**Action item**
Search the records for the string "local", then copy each line that has it.

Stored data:
[Start of section]
Issue #104, opened 2019-01-08
Automatically show info view when opening a Lean file


gebner:
As suggested at the Lean Together 2019 workshop.

PR #105, opened 2019-01-09
auto-open info view

bryangingechen:
Addresses #104

One thought: this could potentially be annoying for anyone who is just using this extension for unicode input for other languages. However, it seems to me we're already automatically loading a bunch of other Lean-only stuff when the extension is activated, so that should be addressed at a higher level, if at all.  In any case the auto-open can be turned off with the config option `lean.infoViewAutoOpen` if desired.

### DIFF
--- a/README.md
+++ b/README.md
@@ -12,7 +12,7 @@ We currently support a variety of features.
 * Auto-completion based on context and type via the Lean server
 * Error messages / diagnostics
 * Customizable Unicode input support (e.g. type `\la`+<kbd>tab</kbd> to input `λ`)
-* Info view window to show goal, tactic state, and error messages (ctrl+shift+enter for local goal view or ctrl+shift+alt+enter for all messages)
+* Info view window to show goal, tactic state, and error messages (<kbd>ctrl</kbd>+<kbd>shift</kbd>+<kbd>enter</kbd> for local goal view or <kbd>ctrl</kbd>+<kbd>shift</kbd>+<kbd>alt</kbd>+<kbd>enter</kbd> for all messages)
 * Batch file execution
 * Search for declarations in open files (<kbd>ctrl</kbd>+<kbd>p</kbd> #)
[End of section]
**Response**
-* Info view window to show goal, tactic state, and error messages (ctrl+shift+enter for local goal view or ctrl+shift+alt+enter for all messages)
+* Info view window to show goal, tactic state, and error messages (<kbd>ctrl</kbd>+<kbd>shift</kbd>+<kbd>enter</kbd> for local goal view or <kbd>ctrl</kbd>+<kbd>shift</kbd>+<kbd>alt</kbd>+<kbd>enter</kbd> for all messages)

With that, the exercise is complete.